Zhang et al., (2009)  worked with WTK1 lymphoblast's and reported that maximum mutations at thymidine kinase (TK) locus were recorded 1 h after BSS containing conditioned medium was applied to naïve cells. It was also demonstrated that the directly targeted cells needed at least 1 h to generate sufficient BSS and that it diminished in 12-24 h. It is likely that radiolytically generated ROS are too unstable to diffuse to the naïve bystander cells and act as a potent BSS since they decay in nano seconds and diffuse over a distance of few nanometers. , In another unique investigation  a single cell was targeted with low-dose radiation and clusters of DNA damage were observed in naïve cells, as a function of BSE and data were showed that BSE was independent of the dose of radiation exposure. They were also able to establish a spatial response by observing transfer of BSS up to 3 mm away from the targeted cell and suggested a chain reaction that is set up by the one targeted cell to series of naïve cells. In a temporal and spatial kinetics investigation Hu et al. (2006)  demonstrated that BSS could travel as far as 7.5 mm away from the radiation targeted region, and that bystander end-points could be observed only 2 min after exposure of directly targeted cells and transfer of conditioned medium to naïve cells. They also demonstrated that the BSE remained stable for up to 6 h after exposure, but they argued that a time-dependent DSB response in bystander cells could be observed based on the distance of naïve cells from directly targeted cells.

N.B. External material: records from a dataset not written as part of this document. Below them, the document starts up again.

PR #1271, opened 2024-05-12
API: Add FileMetadata like timeOfModification to reconcile file differences when using Remote File API

Hoekstraa:
It's been a while!

Time to make an addition to Remote File API (RFA). This one is to help RFA servers (so the things running on people's computers) decide when to push or pull files from/to the game. It's supposed to solve the problem of the following scenario:

- I've previously used RFA, but don't have it enabled right now.
- I make some changes in Bitburner.
- I connect RFA.
- As RFA server, which file should I see as leading? The local one or the one in-game?


Hoekstraa:
After some testing, this is the metadata behaviour on a Unix system:

**Create**
A - now
M - now
C - now
B - now

**Read contents ("off disk")**
A - now
M - x
C - x
B - x

**Edit**
A - x
M - now
C - now
B - x

**Copy into new file (don't forget that this is a read for the original file)**
A - now
M - now
C - now
B - now

**Move into new file**
A - x
M - x
C - now
B - x

**Copy into existing file**
A - take original file A
M - now
C - now
B - take original file B

**Move into existing file**
A - take copied file A
M - take copied file M
C - now
B - take copied file B

d0sboots:
> After some testing, this is the metadata behaviour on a Unix system:

This is correct, but won't be universally true. You can see the details here (https://man7.org/linux/man-pages/man7/inode.7.html), for instance. The major thing is that `btime` was not historically supported on most linux filesystems, (and it's not specified at all in POSIX), but that's changed relatively recently due to influence from other OSes like Windows.

...
> **Edit** A - x M - now C - now B - x

This shouldn't change `ctime` by what I understand, but from my testing it does. Strange.

src/Paths/FileMetadata.ts
```diff
@@ -0,0 +1,16 @@
+export class FileMetadata {
+  constructor(readonly timeOfAccess: number, readonly timeOfModification: number, readonly timeOfBirth: number) {}
```
d0sboots: I don't think `readonly` is particularly useful on function arguments, the risk of assigning to a parameter is low and it makes the signature *much* more verbose.

src/Paths/FileMetadata.ts
```diff
@@ -0,0 +1,16 @@
+export class FileMetadata {
```
d0sboots, line 3: Your class appears to lack members XD

src/Paths/FileMetadata.ts
```diff
@@ -0,0 +1,16 @@
...
+  constructor(readonly timeOfAccess: number, readonly timeOfModification: number, readonly timeOfBirth: number) {}
+
+  static new(): FileMetadata {
```
d0sboots: I would just roll this into the constructor, which can take optional arguments. Part of why I think that is that this has the very generic name of `new`, indicating it has the same job as the constructor. Another option would be to change the name.

src/Paths/FileMetadata.ts
```diff
@@ -0,0 +1,16 @@
...
+    const now = Date.now();
+    return new FileMetadata(now, now, now);
+  }
+
+  read(): FileMetadata {
+    return new FileMetadata(Date.now(), this.timeOfModification, this.timeOfBirth);
```
d0sboots: Optional: I'd lean towards POSIX-like names of `mtime`, `atime` `ctime` and `btime` personally. Those are admittedly more abbreviated, the main benefit is that they're also rather standard.

src/Script/Script.ts
```diff
@@ -14,6 +15,19 @@ export class Script implements ContentFile {
   filename: ScriptFilePath;
   server: string;
 
+  // Used for the Remote File API,
+  // to resolve conflicts when synchronizing files outside the game
+  #fileMetadata: FileMetadata;
```
d0sboots: We don't really use private members anywhere else, and I'm not sure they're warranted here? Generally we treat most class member vars as private (or at least private-ish) and don't poke them directly.

src/ScriptEditor/NetscriptDefinitions.d.ts
```diff
@@ -4025,12 +4025,12 @@ export interface Go {
...
    * For example, a 5x5 board might look like this:
    *
-   [<br/>  
-      "XX.O.",<br/>  
-      "X..OO",<br/>  
-      ".XO..",<br/>  
-      "XXO.#",<br/>  
-      ".XO.#",<br/>  
+   [<br/>
+	  "XX.O.",<br/>
```
d0sboots: Was this change intentional?

src/TextFile.ts
```diff
@@ -11,17 +12,33 @@ export class TextFile implements ContentFile {
   /** The content of the file. */
   text: string;
 
+  // Used for the Remote File API,
+  // to resolve conflicts when synchronizing files outside the game
+  #fileMetadata: FileMetadata;
+
+  get metadata(): object {
```
d0sboots: Ugh, having to copy all this stuff is gross and strongly suggests the need for a superclass.

Hoekstraa:
Thanks for the additional info.
As you can see in the commit history, I've moved away from representing it as accurately to POSIX as possible.
Mostly due to the fact that implementing it exactly like how Unix/Linux/POSIX does it, would mean we'd need to make significant changes to how we're managing files right now. Especially due to the characteristics of moving and copying.

So my recommendation would be to keep it simple and only record the information we can easily retrieve. Without, say, rewriting every instance of file modification.

src/Netscript/RamCostGenerator.ts
```diff
@@ -548,6 +548,7 @@ export const RamCosts: RamCostTree<NSFull> = {
   write: 0,
   tryWritePort: 0,
   read: 0,
+  fileMetadata: 0,
```
d0sboots: If we want to be unix-like, we would call this `stat`, and provide a `utime` call to set times. Otherwise, this should probably be `getFileMetadata` and have an accompanying `setFileMetadata`.

src/Paths/FileMetadata.ts
d0sboots: I *suspect* we're going to want to update the metadata in-place, although I suppose either way can work depending on programming style.

d0sboots (commented):
I know this is still a draft, but here's some early feedback on stuff.

Overall I think this is going in a good direction.

d0sboots:
Going through my pending/long-ignored PRs:
How are you doing here? Still drafting, or are you looking for feedback?

Hoekstraa:
Not drafting, no feedback needed.
Currently the RFA-side needs to be tested still, and potentially some CLI commands could be added. The base functionality in my eyes is fine as it is at the moment.

Oh, and some bad test is going red. So gotta deal with that as well.

PR #1276, opened 2024-05-15
EDITOR: Improved infinite loop checking

G4mingJon4s:
The infinite loop checking the game provides is meant to help newer players find infinite loops that might crash the game.
While this is mostly working, there are some cases, where infinite loops might be intentional. The player might want a never-ending script or an infinite generator.

To improve upon the existing detection system, following functionality has been added:
- Testing for another case, where the while loop will never stop, while (1)
- Excluding any while loops, that have been marked by the player with the comment `// @ignore-infinite`
- Showing multiple infinite while loops in one script.

These changes will help newer players spot infinite loops, while giving the intermediate player the option to disable the checking all together.

### DIFF
--- a/src/Documentation/doc/basic/scripts.md
+++ b/src/Documentation/doc/basic/scripts.md
@@ -62,6 +62,21 @@ For example, if a script run with 1 thread is able to hack $10,000, then running
 
 When "multithreading" a script, the total [RAM](ram.md) cost can be calculated by simply multiplying the [RAM](ram.md) cost of a single instance of your script by the number of threads you will use. [See [`ns.getScriptRam()`](https://github.com/bitburner-official/bitburner-src/blob/bec737a25307be29c7efef147fc31effca65eedc/markdown/bitburner.ns.getscriptram.md) or the `mem` terminal command detailed below]
 
+## Never-ending scripts
+
+Sometimes it might be necessary for a script to never end and keep doing a particular task.
+In that case you would want to write your script in a never-ending loop, like `while (true)`.
+
+However, if you are not careful, this can crash your game.
+If the code inside the loop doesn't `await` for some time, it will never give other scripts and the game itself time to process.
+
+<br />
+
+To help you find this potential bug, any `while (true)` loop without any `await` statement inside it will be marked.
+A red decoration will appear on the left side of the script editor, telling you about the issue.
+
+If you are really sure that this is not an oversight, you can suppress the warning using the comment `// @ignore-infinite` directly above the loop.
+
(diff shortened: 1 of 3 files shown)


d0sboots:
I like the idea of checking for multiple infinite loops in one script. But I also sort of like the idea of there being a simple construct (that isn't a comment) to disable the checking. `while (1)` used to have that function. If there's another simple non-awkward construct, I'd be for promoting that, otherwise I feel like we should leave `while (1)` in as the escape-hatch and then leave out the more-obscure comment syntax.

G4mingJon4s:
> But I also sort of like the idea of there being a simple construct (that isn't a comment) to disable the checking. `while (1)` used to have that function.

While I agree that `while (1)` was pretty convenient to disable the check, to me it seems kind of unintuitive.
I added the comment to make it more explicit.
Someone reading the code will understand that the loop is meant to go on forever,
instead of guessing whether or not it is a mistake.

I can remove the `while (1)` check if it bothers you, though I only see benefits to the ignore comment.

d0sboots:
I agree that `while (1)` to ignore the check is unintuitive. However, I think having a magic comment is *also* unintuitive. What do I mean?

Well, the comment *does* document the intent clearly. However, it is very easy to get the comment wrong, or forget how to spell it. Is it `//ignore-infinite`? `// ignore-infinite`? `// @disable-infinite`? `// @ignore-infinite-check`? (The correct answer, of course, is none of those.) All of those document the *intent* equally well, they just won't *function* in terms of disabling the checking. This is my primary objection to magic comments - unlike real syntax, there is an infinite space of potential comments to choose from, but only one of them will work.

In contrast, `while (1)` is unintuitive to hit on, but you will *never* forget how to spell it.

G4mingJon4s:
Okay, if it is about documenting the comment and its use-case, then this is something that can be improved.
Currently, the comment is mentioned in the decoration text on the left, though I can see that being overlooked.
Making a page about infinite loops in the documentation might be an option.

d0sboots:
My comment was more describing why I have an issue with magic comments in general, but if you can improve the doc situation that would solve it. I think a good improvement that adds it right where it needs to be would be including the comment syntax in the tooltip that you see when you hover over the infinite-loop red warning.

Suggestion:
```
Possible infinite loop, `await` something.
If this is a false-positive, use `// @ignore-infinite` to suppress.
```

G4mingJon4s:
I made the decoration text more explicit and added a section explaining the infinite loop detection in the scripts documentation page.
This way, the player is informed of the detection, knows how it works and is explicitly told how to suppress it.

Lyng et al. (2000)  used a p-53 null, immortalized human keratinocyte cell line to measure the increase in ROS in the medium of irradiated cells as a means to measure BSE. They found out that the increase in ROS continued for about 6 h after the medium was transferred from targeted cells to naïve ones. Zhang et al. (2009)  also investigated some of the temporal aspects of BSE while working with a p-53 mutant lymphoblast cell line WTK1. The team conducted kinetic studies and found out that it required up to 1 h generating sufficient signal to induce maximum level of mutations at the TK locus in the naïve cells that received conditioned medium from cells targeted by IR.
| > Saturation Effect of Radiation Induced Bystander Signal|| |
It has been argued in most medium transfer experiments that if the BSS is soluble in a medium then its dilution should decrease the effect on any end-point under consideration. Some experiments have been done to prove that point. In an experimental model cell system WTK1  it was shown that a 4-fold dilution of the conditioned medium (containing BSS) was required to render the medium ineffective for its bystander property; in contrast a 20-fold decrease in irradiated cell number (used to generate a BSS) was required to achieve the same dilution effect. The team also reported an adaptive response of cells which imparts a radiation resistant property to the targeted cells if primed with a low IR dose. Other interesting data were suggested that low levels of BSS exposure imparted an adaptive property to naïve cells also. Some researchers have investigated the effect of radiation dose on naïve bystander cells as a source of BSS reduction. Some experiments ,,, with -RIBE have shown convincing data were that a definite radiation exposure dose response could not be observed in naïve cells. The end points observed in these studies included micronuclei formation and chromosomal aberrations in bystander cells and their progeny.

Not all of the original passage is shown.